(Collected data entries)
******

Issue #221, opened 2026-08-14
MEDIUM: upload-artifact@v7 and download-artifact@v8 are the only unpinned actions in the repo, and they sit in the release artifact path


scttfrdmn:
Found by the v0.5.0 security audit. Verified at `d8ca4b3`.

Two unpinned actions in the workflow that **builds and publishes the release
artifacts** — the one workflow where a compromised action is worst.

## Evidence

Every other action in the repo is pinned to a commit SHA with a version comment,
e.g. `release.yml:17`:

```yaml
uses: actions/checkout@9c091bb21b7c1c1d1991bb908d89e4e9dddfe3e0 # v7.0.0
```

The two exceptions are both in `release.yml`, and both are in the artifact path:

- `:148` — `uses: actions/upload-artifact@v7`
- `:166` — `uses: actions/download-artifact@v8`

Verified: these are the **only** unpinned `uses:` lines in the repository.

## Failure scenario

`v7`/`v8` are mutable tags. Whoever controls the `actions/upload-artifact`
repository — or anyone who compromises it — can retarget the tag.

The compromised step sits exactly between "build the PAM module and broker" and
"publish them to the releases page". `upload-artifact` receives the built
`pam_oidc.so`, `oidc-auth-broker` and the tarball; `download-artifact` produces
what `gh release create` uploads. A malicious version of either can substitute the
binaries, and the published `.sha256` files are generated **before** the upload
(`:145`), so they would be recomputed against — no, worse: they are computed on the
correct artifacts and uploaded alongside, so a substitution at download time yields
a checksum mismatch, but nothing in the workflow *verifies* the checksums after
download. Nothing detects it.

The artifacts are a root-run broker and a PAM module that
`scripts/install-release.sh` installs into the auth stack of every consumer host.

## Fix

1. Pin both to commit SHAs with version comments, matching the convention already
   used everywhere else.
2. Verify the `.sha256` files in the `release` job after download, before
   `gh release create`. The files are already produced; nothing checks them.
3. This is the pinning half of #180 (cosign + SLSA) — signing the artifacts is
   worth little if the build can swap them before signing. Do the pinning first;
   it is a two-line change.

## Test

Add a `Validate`-job check that greps every `uses:` in `.github/workflows/` for a
40-hex SHA and fails on a bare tag. That makes this class of regression impossible
rather than merely fixed once.

PR #260, opened 2026-09-04
fix(security): restore Trivy scanning and triage every open code-scanning alert

### LINKED ISSUE #258: SECURITY TOOLING: ten Trivy alerts including a critical are orphaned on main, and nothing can ever close them
## What is wrong

The Security tab shows **1 critical and 3 high** dependency alerts on `main`. All four are false, and so are the six others alongside them. The critical one reads:

```
Package: golang.org/x/crypto
Installed Version: v0.14.0
Vulnerability CVE-2024-45337
Severity: CRITICAL
Fixed Version: 0.31.0
```

`go.mod` has `golang.org/x/crypto v0.55.0`. Three of the ten name `github.com/go-jose/go-jose/v3`, which is not a dependency at all any more — only `v4` is.

All ten were created `2025-12-21` and have **never been updated since**:

| CVE | package Trivy saw | actually in go.mod |
|---|---|---|
| CVE-2024-45337 (critical) | x/crypto v0.14.0 | v0.55.0 |
| CVE-2025-22869 (high) | x/crypto | v0.55.0 |
| CVE-2024-24786 (high) | protobuf | v1.36.11 |
| CVE-2025-22868 (high) | x/oauth2 | v0.36.0 |
| CVE-2023-48795, CVE-2025-47914, CVE-2025-58181 | x/crypto | v0.55.0 |
| CVE-2024-28180, CVE-2025-27144, GHSA-2c7c-3mj9-8fqh | go-jose **v3** | only v4 present |

## Why they cannot be closed

Because Trivy is not in CI. `grep -rin trivy .github/` finds nothing, and `git log -S trivy -- .github/` puts its removal in `9b6c0ae` ("Simplify to minimal CI for solo development").

GitHub retires a code-scanning alert only when the same tool re-runs and stops reporting it. With the tool gone, the alerts it had already uploaded are immortal: no future run will ever contradict them.

## Why this matters beyond tidiness

Two ways, and the second is the one that bites:

1. A critical badge that is false teaches everyone to discount the Security tab, including the parts that are true. There are 54 open alerts; the loudest four are fiction.
2. **The scanning gap is real.** Trivy is the only tool here that scanned the container image and the full transitive module tree in one pass. It is not running, so a genuine finding of the kind it catches would not appear either — and the stale alerts make the tab *look* like it is being watched. This is the same defect shape as #210 and #212: a control that reports something other than what it does.

Nothing corroborates the ten: Dependabot reports 0 open alerts, and the `Go Vulnerability Check` (govulncheck) job passes on `main`.

## Fix

Restore Trivy to `.github/workflows/security.yml` — filesystem scan, SARIF output, `upload-sarif` with its own category, action pinned by SHA like every other action in that file (#221). One run then reconciles all ten against the real dependency tree and closes them, and the scanning gap closes with them.

Dismissing the ten by hand is the alternative and is worse: it clears the badge while leaving nothing scanning, which is the state that produced this issue.

### LINKED ISSUE #259: SECURITY TOOLING: 23 gosec and 4 CodeQL alerts sit open on main, untriaged and unannotated — and one of them is a real bypass
## What is wrong

27 of the 54 open code-scanning alerts on `main` come from gosec (23) and CodeQL (4). None has ever been triaged, and the repository contains **no `#nosec` annotation anywhere** — so there is no record of which are accepted and why. `3f12a5f` already did this work for `nosemgrep`; the gosec equivalent never followed.

Triaged now, they are three different things:

### 1. G123 — a real bypass of configured certificate pinning

`pkg/auth/device_flow.go:313` sets `tls.Config.VerifyPeerCertificate` to enforce `security.tls_verification.pinned_certificates`, and sets no `VerifyConnection`.

**`VerifyPeerCertificate` is not called on a resumed TLS session.** `VerifyConnection` is. So on any handshake that resumes a cached session, the pin check does not run and the connection is accepted on the strength of ordinary chain verification alone — while the operator has been told, by the config key they set, that only their pinned certificates are trusted.

That is the same shape as #210 and #212: a control that is configured, reported as active, and not applied on some path. The broker makes repeated calls to the IdP per login (discovery, device authorization, token, then polling), which is exactly the traffic pattern resumption exists for.

Fix: perform the pin check in `VerifyConnection`, which is invoked on both full and resumed handshakes and receives the peer chain in `ConnectionState.PeerCertificates`, and prove it with a test that resumes a session and asserts the check still runs.

### 2. G306 — a public key written 0644

`pkg/ssh/keys.go:208` writes `id_rsa.pub` with `0644` inside a `0700` directory. Nothing outside the broker reads it — `LoadKey` is the only reader, in-process. Not exploitable, but the permission is wider than any purpose it serves. Tighten to `0600`.

### 3. Twenty-one accepted findings with no record that they are accepted

- **5 × G304** (file inclusion via variable): `pkg/ssh/keys.go:240,247,254` — path is `filepath.Join(baseDir, keyID)` where `keyID` has already passed `validateKeyID`, an allowlist of `^[A-Za-z0-9][A-Za-z0-9_-]{0,127}$`, so it can contain neither `/` nor `.` and cannot traverse. `pkg/config/config.go:905` — the `file:` secret indirection, reading a path the operator wrote in their own root-owned config; a config that can name a file can equally name the secret inline, so this grants nothing. `pkg/auth/location_history.go:227` — the broker's own state path.
- **16 × G103** (use of unsafe calls): all in `cmd/pam-module/{auth,args,recv}_linux.go`, crossing the cgo boundary. Since #198 the shipped module is pure C; these Go files exist only to let `go test` drive it. `unsafe.Pointer` is not avoidable there.

These want `#nosec Gxxx -- <reason>` at each site, naming the gate that makes them safe. Not a blanket `-exclude=G103`, which would also silence a genuinely dangerous `unsafe` use somewhere it matters.

### 4. CodeQL log-injection ×4

`test/e2e/fakeoidc/main.go:185` (×3) and `:210` — user-controlled values logged unsanitised in the fake IdP. Not shipped and not privileged, so the impact is nil, but the alerts are permanent noise: the gosec job passes `-exclude-dir=test` and CodeQL has no equivalent exclusion. Sanitise the logged values.

## Why file this rather than just dismiss

The G123 finding is real and would have stayed invisible under a blanket dismissal — which is the argument for triaging the whole set once, in one place, with the reasons written down where the next reader will find them.

scttfrdmn:
Closes #258, closes #259.

`main` carried **37 open code-scanning alerts**, none triaged: 10 Trivy, 23 gosec,
4 CodeQL. One was a real defect; the rest were noise that nothing could ever
clear. Both are worth fixing, because a Security tab that is 97% permanent noise
is one nobody reads the other 3% of.

## Trivy — #258

Every security workflow was deleted in `9b6c0ae` (Dec 2025). Code scanning
retires an alert only when the tool that raised it runs again and stops reporting
it, so removing a scanner doesn't clear its findings — it makes them **immortal**.
The ten alerts, one critical, then described dependency versions this repo no
longer has for eight months; three name `go-jose/v3`, which is in neither
`go.mod` nor `go.sum`.

Restored with the action pinned by SHA (#221). **Two details are load-bearing:**

- the job id stays `trivy`, and
- the upload passes **no `category:`**.

GitHub derives the analysis key from workflow path + job id; the orphans carry
`.github/workflows/security.yml:trivy` with no category — read off
`most_recent_instance.analysis_key`, not assumed — and retirement is
per-analysis-key. **The explicit category I proposed in #258 would have created a
new key and left all ten unclosable forever.** That's a correction to the issue,
not a deviation from it.

Run against this tree locally, the restored scan reports **none of the ten**, so
the first run on `main` reconciles and closes them.

It does report two things:

| Finding | Disposition |
|---|---|
| `CVE-2026-56855`, `CVE-2026-78662` — x/crypto ssh mux DoS, fixed in 0.56.0 | Filed separately: 0.56.0 requires `go 1.26.0`, i.e. a toolchain bump across every workflow. Neither is reachable — govulncheck is green. Not smuggled into a scanning PR. |
| `GO-2026-5932` — "x/crypto/openpgp is unmaintained", no fixed version | New `.trivyignore.yaml`, reason recorded in the repo rather than dismissed in the UI. `go list -deps ./...` does not name openpgp. |

`scanners: vuln,secret` (Trivy's filesystem default, written out as a decision);
`misconfig` stays off — the only files it has to look at are three test-harness
Dockerfiles whose containers run as root deliberately.

## gosec — #259, one real finding

**G123: certificate pinning was enforced in `VerifyPeerCertificate`, which a
resumed TLS session never calls.** From the second handshake onwards a pinned
configuration would have stopped checking its pins.

It was **not reachable** as the code stood: client-side resumption needs a
non-nil `tls.Config.ClientSessionCache`, `buildTLSConfig` sets none, and
`net/http` does not add one to a caller-supplied `TLSClientConfig`. So the pins
were enforced — but only by that absence, which no comment stated and no test
held. Adding a session cache anywhere in the request path would have silently
disabled pinning.

The check moves to `VerifyConnection`, which runs on every handshake and *does*
receive the peer chain on a resumed one. The new test installs a cache, drives
three requests, and fails unless a handshake resumed **and** the pin check ran on
all three. Reverting the fix makes it fail — which is the only reason to believe
it.

**G306:** the public half of a provisioned key pair was `0644`; its only reader
is `LoadKey` in the same process, and the directory is already `0700`.

**The other 21 are annotated, not excluded.** Five `G304` reads take a path from
root-owned config or from an identifier that already passed `validateKeyID`,
whose allowlist admits neither `/` nor `.` — recorded together with the note that
the annotations must come off if that pattern is loosened. Sixteen `G103` sites
are the two shapes cgo leaves no alternative to, in test wrappers that have
shipped in nothing since #198. No rule excluded, no directory skipped.

Verified in the configuration CI actually uses (golang:1.25 container):
**41 files checked including all six `_linux.go` files, 31 nosec (was 15),
0 issues.**

That run also explained *why* the gosec job covers `cmd/pam-module`: it doesn't
install the PAM headers, cgo fails, and `go/packages` falls back to the real
sources instead of handing gosec build-cache files. With the headers present:
6 findings at `/root/.cache/go-build` paths and the `_linux.go` files never
opened. So "fixing" that job by adding the dev packages would silently drop the
PAM module from the scan — the job now says so in a comment.

## CodeQL — #259

The e2e fake IdP logged request-controlled values unescaped, so a path or
`?username=` containing a newline could forge log lines in
`docker compose logs fakeoidc` — which is exactly what an engineer reads to find
out why a case failed. Test-harness only, unprivileged, shipped in no release,
but a log the thing under test can write is not evidence. Values go through
`strconv.Quote` with a length bound.

## Checks

- `gofmt` clean, `go build ./...`, `go vet ./...`, `go test ./...` — all pass
- `trivy fs` locally: 3 findings, all accounted for above
- gosec in a linux container, CI's configuration: 0 issues
- G123 fix mutation-tested: reverting it fails both assertions

### DIFF
--- a/.github/workflows/security.yml
+++ b/.github/workflows/security.yml
@@ -68,6 +68,22 @@ jobs:
           go-version: '1.25.13'
           cache: true
 
+      # This job deliberately does not install libpam0g-dev/libjson-c-dev, unlike the
+      # govulncheck job below, and that is what makes it scan cmd/pam-module at all.
+      #
+      # gosec loads packages through go/packages, which for a cgo package hands back
+      # the *generated* Go files rather than the sources. With the PAM headers present
+      # cgo succeeds, and gosec then reports against paths inside
+      # /root/.cache/go-build — findings that point at no file in this repository and
+      # cannot become a useful alert, while the 16 unsafe.Pointer sites in
+      # {auth,args,recv}_linux.go go unexamined. Without the headers cgo fails, the
+      # loader falls back to the real sources, and gosec analyses the code a reviewer
+      # can actually read. Measured both ways in a golang:1.25 container: with the
+      # headers, 6 findings at build-cache paths and the _linux.go files never opened;
+      # without them, 41 files checked including all six _linux.go files.
+      #
+      # So if this job is ever "fixed" by adding the dev packages, coverage of the PAM
+      # module silently disappears.
       - name: Run Gosec Security Scanner
         run: |
           # Install gosec v2.26.1 (Go 1.25 compatible)
@@ -225,3 +241,74 @@ jobs:
         uses: github/codeql-action/upload-sarif@60d8f0d1f1f8c8d07ef53bd027032705d414ec28 # v3
         with:
           sarif_file: semgrep-results.sarif
+
+  # Restored (#258). This job existed until 9b6c0ae removed every security
+  # workflow, and its ten alerts — one critical — stayed open on main for the eight
+  # months since, describing dependency versions this repository no longer has.
+  # Code scanning retires an alert only when the tool that raised it runs again and
+  # stops reporting it, so removing a scanner does not retire its findings: it
+  # makes them permanent.
+  #
+  # Two things about this job are load-bearing and must not be "tidied":
+  #
+  #   - The job id is `trivy` and this file is `.github/workflows/security.yml`.
+  #   - The upload step passes no `category:`.
+  #
+  # GitHub derives the analysis key an alert is filed under from the workflow path
+  # and the job id, and the ten orphans carry
+  # `.github/workflows/security.yml:trivy` with no category (checked, not assumed:
+  # `most_recent_instance.analysis_key` on the open alerts). Retirement is
+  # per-analysis-key, so renaming the job, moving the file, or adding a category
+  # produces a *new* key and leaves the orphans exactly as unclosable as they are
+  # now. #258 proposed giving this upload its own category; that would have
+  # defeated the point of the issue.
+  trivy:
+    name: Trivy Security Scan
+    runs-on: ubuntu-latest
+
+    permissions:
+      contents: read
+      security-events: write
+
+    steps:
+      - name: Checkout code
+        uses: actions/checkout@3d3c42e5aac5ba805825da76410c181273ba90b1 # v7.0.1
+
+      # What this adds over the govulncheck job above: govulncheck reports a
+      # vulnerability only when it can reach the affected symbol from this code,
+      # which is the right signal for "fix this now" and the wrong one for "what is
+      # in our dependency tree". Trivy answers by version, so a dependency that is
+      # vulnerable but not currently called still shows up — the case that becomes a
+      # live one the moment somebody writes a new call.
+      #
+      # `scanners: vuln,secret` is Trivy's default for a filesystem scan, written out
+      # so that it is a decision rather than a default. `misconfig` is deliberately
+      # off: the only files it has to look at here are the three test-harness
+      # Dockerfiles, whose containers run as root on purpose (the broker under test
+      # needs root, and the images are built by `make e2e` and thrown away), so it
+      # reports six findings of which none is actionable. Turn it on if this project
+      # ever ships a container image.
+      - name: Run Trivy filesystem scan
+        uses: aquasecurity/trivy-action@ed142fd0673e97e23eac54620cfb913e5ce36c25 # v0.36.0
+        with:
+          scan-type: fs
+          scan-ref: .
+          scanners: vuln,secret
+          format: sarif
+          output: trivy-results.sarif
+          # Trivy does not pick .trivyignore.yaml up on its own — verified: the same
+          # scan reports GO-2026-5932 without this input and drops it with the input.
+          # Only the plain `.trivyignore` name is a default.
+          trivyignores: .trivyignore.yaml
+
+      # No `continue-on-error:` here, unlike the gosec and semgrep jobs. Those two
+      # tolerate a non-zero exit because their scanners exit non-zero *on findings*;
+      # Trivy with `format: sarif` does not (it needs `exit-code:` for that), so the
+      # only way this step fails is that the scan itself did not run — a DB download
+      # that 429'd, say. That has to be a red job. A scan that quietly did not happen,
+      # and an upload that therefore quietly did not reconcile anything, is precisely
+      # how ten alerts came to sit on main for eight months.
+      - name: Upload Trivy results to GitHub Security
+        uses: github/codeql-action/upload-sarif@b20883b0cd1f46c72ae0ba6d1090936928f9fa30 # v4.32.0
+        with:
+          sarif_file: trivy-results.sarif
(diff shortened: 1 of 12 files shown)


scttfrdmn:
Filed the deferred half as #261: the two x/crypto ssh CVEs need v0.56.0, which requires `go 1.26.0`, which is a toolchain bump across every workflow, Dockerfile and doc — not a dependency bump, and not something to hide inside a scanning PR. Neither CVE is reachable from this code (govulncheck green; `pkg/ssh` uses x/crypto/ssh for key marshalling only, not for a connection or its mux), so it is scheduled work rather than an incident.

Trivy will open two alerts for them on the first run after this merges. That is the intended behaviour and #261 is where they get closed — the point of #258 was never "no alerts", it was "no alert that nobody can act on".

scttfrdmn:
Corrected the CodeQL half. The first attempt used `strconv.Quote`, which escapes newlines perfectly well but is not a barrier `go/log-injection` knows about — so all four alerts stayed open. I found that by querying the alerts on `refs/pull/260/merge` rather than reading the green CodeQL job, which only says the analysis ran.

Per `LogInjectionCustomizations.qll` the modelled barriers are exactly two: a `strings.ReplaceAll` whose replaced string is `\r` or `\n`, and an argument formatted with `%q` at the format call itself. It is now `%q` at both sinks, which is also less code than the helper it replaces and puts the escaping where a reviewer looks for it.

******

Your instructions:
Go line by line through the entries above and tally those that hold the word "compromised"; give the tally alone.

Exercise solution:
2